▶ [Directions]: Each line of the listing where "throws" appears should be reported.

^^^^^^^^^^^^^^^^

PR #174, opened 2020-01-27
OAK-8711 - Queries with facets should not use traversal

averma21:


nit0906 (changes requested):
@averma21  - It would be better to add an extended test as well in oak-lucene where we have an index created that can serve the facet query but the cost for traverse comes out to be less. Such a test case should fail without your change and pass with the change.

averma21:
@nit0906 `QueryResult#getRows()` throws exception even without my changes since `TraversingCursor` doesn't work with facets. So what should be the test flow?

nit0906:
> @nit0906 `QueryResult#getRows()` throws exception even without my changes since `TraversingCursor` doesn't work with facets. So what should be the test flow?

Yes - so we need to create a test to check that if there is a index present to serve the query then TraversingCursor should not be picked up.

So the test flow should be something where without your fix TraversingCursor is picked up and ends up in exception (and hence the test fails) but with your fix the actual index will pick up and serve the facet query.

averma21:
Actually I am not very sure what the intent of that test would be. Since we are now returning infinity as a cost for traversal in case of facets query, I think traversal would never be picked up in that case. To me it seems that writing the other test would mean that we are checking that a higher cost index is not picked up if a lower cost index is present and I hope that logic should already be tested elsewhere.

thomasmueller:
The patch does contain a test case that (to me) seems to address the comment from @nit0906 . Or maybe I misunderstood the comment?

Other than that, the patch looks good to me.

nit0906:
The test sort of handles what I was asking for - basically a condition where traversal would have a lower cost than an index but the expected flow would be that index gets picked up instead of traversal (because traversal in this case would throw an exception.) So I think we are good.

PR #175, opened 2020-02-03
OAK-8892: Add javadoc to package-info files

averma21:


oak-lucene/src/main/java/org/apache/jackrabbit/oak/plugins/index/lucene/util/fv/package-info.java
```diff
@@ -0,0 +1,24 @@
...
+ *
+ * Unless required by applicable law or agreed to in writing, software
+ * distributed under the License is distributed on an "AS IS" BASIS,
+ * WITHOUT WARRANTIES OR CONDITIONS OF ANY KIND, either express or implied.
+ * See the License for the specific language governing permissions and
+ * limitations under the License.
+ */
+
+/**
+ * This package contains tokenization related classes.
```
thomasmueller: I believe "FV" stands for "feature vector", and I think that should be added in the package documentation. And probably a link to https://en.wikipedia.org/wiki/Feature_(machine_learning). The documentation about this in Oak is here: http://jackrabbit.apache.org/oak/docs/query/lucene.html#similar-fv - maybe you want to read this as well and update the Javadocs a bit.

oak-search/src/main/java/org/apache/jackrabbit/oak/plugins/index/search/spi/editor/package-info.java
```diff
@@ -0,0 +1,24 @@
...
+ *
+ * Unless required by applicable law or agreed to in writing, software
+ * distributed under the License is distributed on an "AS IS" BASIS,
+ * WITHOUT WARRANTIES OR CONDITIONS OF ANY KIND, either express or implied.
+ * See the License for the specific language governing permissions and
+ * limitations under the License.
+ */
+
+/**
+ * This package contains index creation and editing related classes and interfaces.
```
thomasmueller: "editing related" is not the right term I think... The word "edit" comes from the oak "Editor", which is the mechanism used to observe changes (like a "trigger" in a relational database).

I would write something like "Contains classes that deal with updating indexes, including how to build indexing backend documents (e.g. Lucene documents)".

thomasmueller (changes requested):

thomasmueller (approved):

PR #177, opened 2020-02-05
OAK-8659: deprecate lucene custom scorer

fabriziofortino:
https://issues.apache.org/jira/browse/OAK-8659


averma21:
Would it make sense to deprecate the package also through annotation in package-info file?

^^^^^^^^^^^^^^^^

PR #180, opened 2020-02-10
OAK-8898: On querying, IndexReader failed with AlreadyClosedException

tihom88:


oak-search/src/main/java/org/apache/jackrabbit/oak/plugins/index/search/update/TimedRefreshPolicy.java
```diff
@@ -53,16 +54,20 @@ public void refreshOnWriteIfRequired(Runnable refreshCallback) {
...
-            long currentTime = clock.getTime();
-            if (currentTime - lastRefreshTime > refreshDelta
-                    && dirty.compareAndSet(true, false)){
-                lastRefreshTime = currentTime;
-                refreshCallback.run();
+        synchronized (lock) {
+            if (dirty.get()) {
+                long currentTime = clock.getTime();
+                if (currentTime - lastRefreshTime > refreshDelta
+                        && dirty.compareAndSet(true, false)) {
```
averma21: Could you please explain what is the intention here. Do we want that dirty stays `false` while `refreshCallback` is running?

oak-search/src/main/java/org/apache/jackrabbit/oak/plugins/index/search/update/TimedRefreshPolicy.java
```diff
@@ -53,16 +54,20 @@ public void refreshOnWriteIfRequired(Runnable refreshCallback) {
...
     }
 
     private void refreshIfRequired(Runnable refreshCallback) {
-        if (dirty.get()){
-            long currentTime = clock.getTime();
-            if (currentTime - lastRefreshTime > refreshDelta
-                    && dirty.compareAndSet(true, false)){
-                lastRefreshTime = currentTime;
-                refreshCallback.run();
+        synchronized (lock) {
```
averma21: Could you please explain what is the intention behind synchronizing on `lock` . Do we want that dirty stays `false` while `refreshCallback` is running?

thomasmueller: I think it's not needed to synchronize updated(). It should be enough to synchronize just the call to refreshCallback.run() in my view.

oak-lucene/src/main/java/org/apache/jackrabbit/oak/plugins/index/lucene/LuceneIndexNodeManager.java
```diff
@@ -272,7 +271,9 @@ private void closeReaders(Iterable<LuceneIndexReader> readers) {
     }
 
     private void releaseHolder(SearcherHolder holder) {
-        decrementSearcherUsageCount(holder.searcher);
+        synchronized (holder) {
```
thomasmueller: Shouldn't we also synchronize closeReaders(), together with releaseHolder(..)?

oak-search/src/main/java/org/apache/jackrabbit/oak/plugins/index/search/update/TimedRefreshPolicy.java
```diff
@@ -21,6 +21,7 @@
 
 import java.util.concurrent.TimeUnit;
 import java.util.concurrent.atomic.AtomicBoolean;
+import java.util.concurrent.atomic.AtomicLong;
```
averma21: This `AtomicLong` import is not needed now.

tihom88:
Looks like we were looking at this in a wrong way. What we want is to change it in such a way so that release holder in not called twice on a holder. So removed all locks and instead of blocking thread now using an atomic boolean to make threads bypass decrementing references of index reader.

^^^^^^^^^^^^^^^^

▶ [Solved exercise]:
@nit0906 `QueryResult#getRows()` throws exception even without my changes since `TraversingCursor` doesn't work with facets. So what should be the test flow?
> @nit0906 `QueryResult#getRows()` throws exception even without my changes since `TraversingCursor` doesn't work with facets. So what should be the test flow?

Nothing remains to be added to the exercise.